# Latest project



## edison auto (Nov 13, 2015)

Made this for a member of my BNI chapter for her granddaughter..


----------



## 4DThinker (Feb 16, 2014)

Well done! 

4D


----------



## DesertRatTom (Jul 3, 2012)

That's really nice. And man, it's really, really pink.


----------



## Shop guy (Nov 22, 2012)

Nice. That will be enjoyed for many years to come.


----------



## honesttjohn (Feb 17, 2015)

Cool!!


----------



## Herb Stoops (Aug 28, 2012)

Mark that is fantastic, you CNC guys blow me away!!!!!
Herb


----------



## difalkner (Jan 3, 2012)

Nicely done, Mark! 

I was in BNI for about 3 years - good organization.

David


----------



## TenGees (Sep 12, 2012)

Nice job, Mark.

Tom, I think that's Flamingo Pink ™.


----------



## cjskelton (Feb 27, 2015)

I like it a lot!
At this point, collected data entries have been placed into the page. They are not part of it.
PR #258, opened 2019-03-04
Package CAPCategoriesOfGradedModules fully merged into FreydCategories

HereAround:


sebastianpos:
It seems to be the cases that this PR does exactly the same as #257.

HereAround:
Unless I made a mistake, this is not the case. #257 is the status where the original package CAPCategoryOfProjectiveGradedModules is integrated as a sub folder into FreydCategoriesForCAP. This PR is beyond that, in that now the full functionality of graded rows and columns is available after loading Freud Categories, the test of graded rows and columns are part of the tests in FreydCategories, the docu of FreydCategories has been extended by graded rows and columns and so on...

sebastianpos:
Then, I fear, you made a mistake. For example, both PRs provide the same number of commits and end with cc5db0536810088d, a commit that already does changes of the type you described above.

Be that as it may, I don't think that it is necessary to have a PR-split in "copying the original package" and "adjusting the package to comply with `FreydCategoriesForCAP`". Simply close this PR, and I'll review the end result provided in #257.

HereAround:
You're right, my bad. Anyways, I follow your suggestion and close this PR.

PR #269, opened 2019-03-07
Disable adds by default

zickgraf:
~Note: This depends on PR #265. I will open this PR for review once #265 is merged.~

**Note 2**: if this PR is merged, the CAP Manual has to be updated accordingly.

This PR sets the default value for `add_primitive_output` to `false`.
Rationale for this change: Most users of CAP do not rely on the automatic calls of `Add` but also do not know about `DisableAddForCategoricalOperations` (of course, I do not have numbers to support this statement, but I think it is a reasonable guess). On the other hand, users relying on the automatic calls of `Add` are probably advanced users who either know about `EnableAddForCategoricalOperations` or know where to look if errors occur if `add_primitive_output` is set to `false`.

Thus, most users benefit from this change in two ways:
* faster code
* stricter output sanity checks (see #188 and #263)

In particular, stricter output sanity checks are very useful for users now to CAP and GAP.

### DIFF
--- a/CAP/gap/CAP.gd
+++ b/CAP/gap/CAP.gd
@@ -378,19 +378,23 @@ DeclareGlobalFunction( "EnableBasicOperationTypeCheck" );
 
 #############################################
 ##
-#! @Section Disable add in functions
+#! @Section Enable automatic calls of <C>Add</C>
 ##
 #############################################
 
 #! @BeginGroup
 #! @Description
-#!  Enables/disables the call of add for the output
+#!  Enables/disables the automatic call of <C>Add</C> for the output
 #!  of primitively added functions for the category <A>C</A>.
-#!  This can be savely done if the all objects and morphisms
-#!  are added to the category by their constructors.
-#! @Arguments C
-DeclareGlobalFunction( "DisableAddForCategoricalOperations" );
+#!  If the automatic call of <C>Add</C> is disabled (default),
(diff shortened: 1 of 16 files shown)


zickgraf:
Now that #265 is merged, this PR is ready for review.

CAP/gap/CAP.gd
```diff
@@ -378,19 +378,22 @@ DeclareGlobalFunction( "EnableBasicOperationTypeCheck" );
...
 #! @BeginGroup
 #! @Description
-#!  Enables/disables the call of add for the output
+#!  Enables/disables the call of <C>Add</C> for the output
 #!  of primitively added functions for the category <A>C</A>.
-#!  This can be savely done if the all objects and morphisms
-#!  are added to the category by their constructors.
-#! @Arguments C
-DeclareGlobalFunction( "DisableAddForCategoricalOperations" );
+#!  If this is disabled (default), the output of primitively added functions must
```
sebasguts: Can you not use `If this is enabled`, but something like `Enables ...`/`Disables ...`?

It just seems a bit weird to read it that way, as the docstring should document what the function does, and not what the effects are. It is not completely unclear here, but nevertheless.

sebasguts: I didn't see the first line, sorry.

zickgraf:
I have polished the documentation a bit.

PR #272, opened 2019-03-12
Fix bug in LinearAlgebraForCAP

sebastianpos:


sebastianpos:
Basically, the hard coded 0 stands for the fact that the homomorphism space between two vector spaces V,W is itself 0-dimensional if V is 0-dimensional (also if W is 0-dim., but that is irrelevant for this PR).

PR #276, opened 2019-03-14
Improve documentation

zickgraf:
~Note: this PR depends on #269. I will open it for review once #269 is merged.~

To make the technical requirements more precise, I have changed  `IsCapCategoryCell` to imply `IsAttributeStoringRep`. If a GAP object does not lie in `IsAttributeStoringRep`, it cannot be added
to a category anyway.

### DIFF
--- a/CAP/doc/AddFunctions.autodoc
+++ b/CAP/doc/AddFunctions.autodoc
@@ -138,8 +138,16 @@ The record can have the following components, used as described:
                             Please note that if you have a method selection argument for your function, you need to give the argument_list
                             to explicitly state which argument is the method selection argument.
 
-* return_type (optional): The return type can be object, morphism, or twocell. If it is one of those, the correct add function (see above) is
-                          used for the result of the computation. Otherwise, no add function is used after all.
+* return_type (optional): The return type can be one of the following:
+                          * <C>object</C>,
+                          * <C>morphism</C> or <C>morphism_or_fail</C>,
+                          * <C>twocell</C>,
+                          * <C>bool</C>,
+                          * <C>other_object</C>,
+                          * <C>other_morphism</C>.
+                          <P/>
+                          If it is one of the first three options, the correct <C>Add</C> function (see above) is
+                          used for the result of the computation. Otherwise, no <C>Add</C> function is used after all.
 
 * is_with_given: Boolean, marks wether the function which is to be installed a with given function or not.
 
--- a/CAP/gap/CAP.gd
+++ b/CAP/gap/CAP.gd
@@ -258,6 +258,7 @@ DeclareAttribute( "RangeCategoryOfHomomorphismStructure",
 #############################################
 ##
 #! @Section Logic switcher
+#! @SectionLabel Logic_switcher
 ##
 #############################################
 
@@ -318,6 +319,7 @@ DeclareProperty( "IsWellDefined",
 ####################################
 ##
 #! @Section Caching
+#! @SectionLabel Caching
 ##
 ####################################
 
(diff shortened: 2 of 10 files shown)


zickgraf:
This PR is now ready for review.

CAP/doc/AddFunctions.autodoc
```diff
@@ -138,8 +138,16 @@ The record can have the following components, used as described:
                             Please note that if you have a method selection argument for your function, you need to give the argument_list
                             to explicitly state which argument is the method selection argument.
 
-* return_type (optional): The return type can be object, morphism, or twocell. If it is one of those, the correct add function (see above) is
-                          used for the result of the computation. Otherwise, no add function is used after all.
+* return_type (optional): The return type can be one of the following:
+                          * <C>object</C>,
+                          * <C>morphism</C> or <C>morphism_or_fail</C>,
```
sebasguts: It looks a bit weird to bundle this tbh . . .

CAP/gap/CategoryMorphisms.gd
```diff
@@ -413,14 +413,21 @@ DeclareOperation( "AddIsAutomorphism",
...
 
+#! @Description
+#!  Adds <A>morphism</A> as a morphism to <A>category</A>.
+#! @Arguments category, morphism
 DeclareOperation( "Add",
                   [ IsCapCategory, IsCapCategoryMorphism ] );
 
+#! @Description
+#!  Adds <A>morphism</A> as a morphism to <A>category</A>.
+#! @Arguments category, morphism
```
sebasguts: Should those two docstrings may be grouped, and then describe the difference explicitly, i.e., in one case, the morphism needs to be a `CapCategoryMorphism`?

CAP/doc/AddFunctions.autodoc
zickgraf: I bundled this because I think about this as "a function can return an object, a morphism (with the special case `fail` in some cases), a two-cell, ...". But I also don't mind splitting it up. I think we should choose the version @sebastianpos likes better, than we have a clear vote :D

CAP/gap/CategoryMorphisms.gd
zickgraf: If we group the docstrings, only the filters of the first operation are visible in the manual, right? I don't think, this makes things clearer for the user. But I agree that we should make the relation between the two more clear. Thus, I propose the following:
```suggestion
#! @Description
#!  Adds <A>morphism</A> as a morphism to <A>category</A>. If <A>morphism</A> already lies in the filter <C>IsCapCategoryMorphism<C>, the operation <C>Add</C> can be used instead.
#! @Arguments category, morphism
```

sebasguts: Very good!

CAP/doc/AddFunctions.autodoc
sebasguts: Okay, fair enough :).

sebastianpos: I flipped a coin. Fabian's version won :-)

CAP/gap/CAP.gd
```diff
@@ -333,14 +335,26 @@ DeclareOperation( "SetCachingToCrisp",
...
                   [ IsCapCategory, IsString ] );
 
+#! @Description
+#!  Sets the caching of <A>category</A> to <A>type</A>.
+#! @Arguments category, type
 DeclareGlobalFunction( "SetCachingOfCategory" );
+
+#! @BeginGroup
+#! @Description
+#!  Sets the caching of <A>category</A> to <C>weak</C>, <C>crips</C> or <C>none</C>, respectively.
```
sebastianpos:
```suggestion
#!  Sets the caching of <A>category</A> to <C>weak</C>, <C>crisp</C> or <C>none</C>, respectively.
```

CAP/doc/AddFunctions.autodoc
sebasguts: Fair :)

sebasguts:
@zickgraf Can you apply @sebastianpos suggestion? I will merge afterwards

Issue #57, opened 2015-09-22
Draw Diagrams in Manual


sebastianpos:
It would be helpful to have diagrams for all universal constructions
in the manual.

PR #284, opened 2019-03-26
Added Tikz-Pictures for factor objects and subobjects

HereAround:
To close https://github.com/homalg-project/CAP_project/issues/57, I have added pictures for subobjects and factor objects. They can be used to discuss the desired styling.

Once the style has been agreed on, I can provide more images.

### DIFF
--- a/CAP/gap/CategoryMorphisms.gd
+++ b/CAP/gap/CategoryMorphisms.gd
@@ -814,8 +814,21 @@ DeclareOperation( "AddIsEqualAsFactorobjects",
 
 
 #! @Description
+#! @BeginLatexOnly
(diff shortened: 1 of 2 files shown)


sebastianpos:
Thanks a lot for the pictures :-)

We agreed on the forced-pushed format. Please note that:
- there is no need for a new folder `Pictures`
- when including the pictures into the manual, we use `BeginLatexOnly` and `EndLatexOnly`.
@HereAround:
If you're okay with these changes, then I'll merge this PR.

HereAround:
Thanks for the update!

The changes look good. I fully agree. Please merge.

PR #286, opened 2019-03-26
Adding The random methods declations to CAP-method record

kamalsaleh:
The random methods are:

* RandomObject( category, n ), 
* RandomMorphism( category, n ), 
* RandomMorphismWithFixedSource( object, n ), 
* RandomMorphismWithFixedRange( object, n )
* RandomMorphismWithFixedSourceAndRange( object_1, object_2 ) 

to the method record with the documentation and two derivation methods for
RandomMorphism.

The complexity integer n should some-how encode how complicated the created random object or morphism is, and hence may have different interpretations in different categories.


CAP/gap/MethodRecord.gi
```diff
@@ -3131,7 +3131,67 @@ SolveLinearSystemInAbCategory := rec(
   return_type := "morphism_or_fail"
 ),
 
-  ) );
+RandomObjectByInteger := rec(
```
sebasguts: I am not sure if this is worth it, but do you want to specify `io_types` for those entries?

PR #288, opened 2019-03-26
Adding random methods to the category of left/right presentations over homalg ring.

kamalsaleh:
`RandomObject( cat, n )` should return an object whose matrix has at most `n` rows and `n` columns.
`RandomMorphismWithFixedSource( M, n )` should return a matrix whose range has `n` relations and its number of generators is between between `n/2` and `3*n/2`.
`RandomMorphismWithFixedRange(M,n)` should return a matrix whose source has n generators and its number of generators is between `n/2` and `3*n/2`.
`RandomMorphismWithFixedSourceAndRange(M,N,n)` is installed only when the homalg ring is commutative and should return a morphism between `M` and `N`, which is a linear combination of the generators of external `Hom(M,N)` with coefficients are |n|-powers of random ring elements.
`RandomMorphism( cat, n )` will be derived from `RandomObject` and `RandomMorphismWithFixedSource`.

This PR is part 3 of https://github.com/homalg-project/CAP_project/pull/239


kamalsaleh:
Better methods can be added using https://github.com/homalg-project/CAP_project/pull/1091 => This PR is closed.

PR #1496, opened 2023-10-19
Bump versions and dependencies

TKuh:
See https://github.com/homalg-project/CAP_project/pull/1494#issuecomment-1771735230


mohamed-barakat (approved):
Thanks

PR #1499, opened 2023-11-05
relocated code for better readability

mohamed-barakat:


CartesianCategories/gap/CartesianClosedCategoriesMethodRecord.gi
```diff
@@ -11,123 +11,123 @@ InstallValue( CARTESIAN_CLOSED_CATEGORIES_METHOD_NAME_RECORD, rec(
...
   return_type := "object",
+  input_arguments_names := [ "cat", "a", "b" ],
   dual_operation := "CoexponentialOnObjects",
   dual_arguments_reversed := true,
   # Test in CartesianClosedCategoriesTest
 ),
 
 ExponentialOnMorphisms := rec(
   filter_list := [ "category", "morphism", "morphism" ],
+  return_type := "morphism",
```
zickgraf, line 23: There is a kind of standard given by
https://github.com/homalg-project/CAP_project/blob/31d981c477085bb5d193eba1521e05054fe23875/CAP/gap/MethodRecord.gi#L32-L52

In particular, I usually first put `filter_list` and `input_arguments_names`, because the belong together and specify the input, before I put `return_type`.

PR #1504, opened 2023-11-23
LinearClosure can now use a custom range_of_HomStructure

mohamed-barakat:


FreydCategoriesForCAP/gap/LinearClosure.gi
```diff
@@ -364,9 +431,13 @@ end );
...
 InstallGlobalFunction( INSTALL_FUNCTIONS_FOR_LINEAR_CLOSURE,
-    function( category )
-        local ring, underlying_category, sorting_function, mul_coeffs, mul_supp, with_nf,
-              equality_func, finsets, rows, t_obj, t_finsets, FunctorMor, FunctorObj, cocycle;
+  function( rows, category )
+    local ring, underlying_category, sorting_function, mul_coeffs, mul_supp, with_nf,
+          equality_func, finsets, t_obj, t_finsets, FunctorMor, FunctorObj, cocycle;
+    
+    if not IsCategoryOfRows( rows ) then
+        Error( "the second argument `rows` must be a category of rows\n" );
```
zickgraf, line 439:
```suggestion
        Error( "the first argument `rows` must be a category of rows\n" );
```
or maybe swap the arguments?

FreydCategoriesForCAP/gap/LinearClosure.gi
```diff
@@ -150,6 +164,59 @@ InstallMethod( TwistedLinearClosure,
     
 end );
 
+##
+InstallMethod( LinearClosure,
```
zickgraf, line 168: I suggest putting the `InstallMethod`s in the same order as the `DeclareOperation`s (or the other way round).

zickgraf (changes requested):

FreydCategoriesForCAP/gap/LinearClosure.gi
zickgraf: The latest force-push seems to move some installations around, but the order of the declarations and the order of the installations still do not match.

mohamed-barakat: I thought you meant I should just put the installations using `IsCategoryOfRows` before the installations of `IsHomalgRing`. Otherwise, I retained the exact order of the existing code.

zickgraf (approved):

PR #1511, opened 2023-12-01
Introduce AsCapCategoryObject and AsCapCategoryMorphism

zickgraf:
which are versions of CreateCapCategory*WithAttributes with fixed attributes, which are determined from the object/morphism datum types.

More explanation follows, for now I only want to trigger the CI.


zickgraf:
Rationale of this PR:
The name "**Create**CapCategory*WithAttributes" emphasizes that a new GAP object is created, which immediately raises the question in which sense the GAP object faithfully represents the mathematical input we started with. In my thesis, I want to adapt a different point of view: For example, in the context of a matrix category, I want to view the integer `1` and the result of `CreateCapCategoryObjectWithAttributes( mat, Dimension, 1 )` as "the same thing" in the following sense: The latter is just the integer `1` with the category attached, so we could in theory also compute with `1` directly as long as we provide the category in the context. However, `CreateCapCategoryObjectWithAttributes( mat, Dimension, 1 )` does not reflect this well: The name emphasizes the creation of a GAP object and the role of the attribute `Dimension` might be unclear to a novice user.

Great job!


----------



## subtleaccents (Nov 5, 2011)

Really a great job. You certainly will be appreciated for your thoughtful efforts.


----------



## Scottart (Jan 8, 2015)

a girl?.. 

Kidding.

Lovely, and well executed..


----------



## edison auto (Nov 13, 2015)

Thanks. Yes it is flamingo pink.


----------



## old55 (Aug 11, 2013)

Mark that is beautifully done.


----------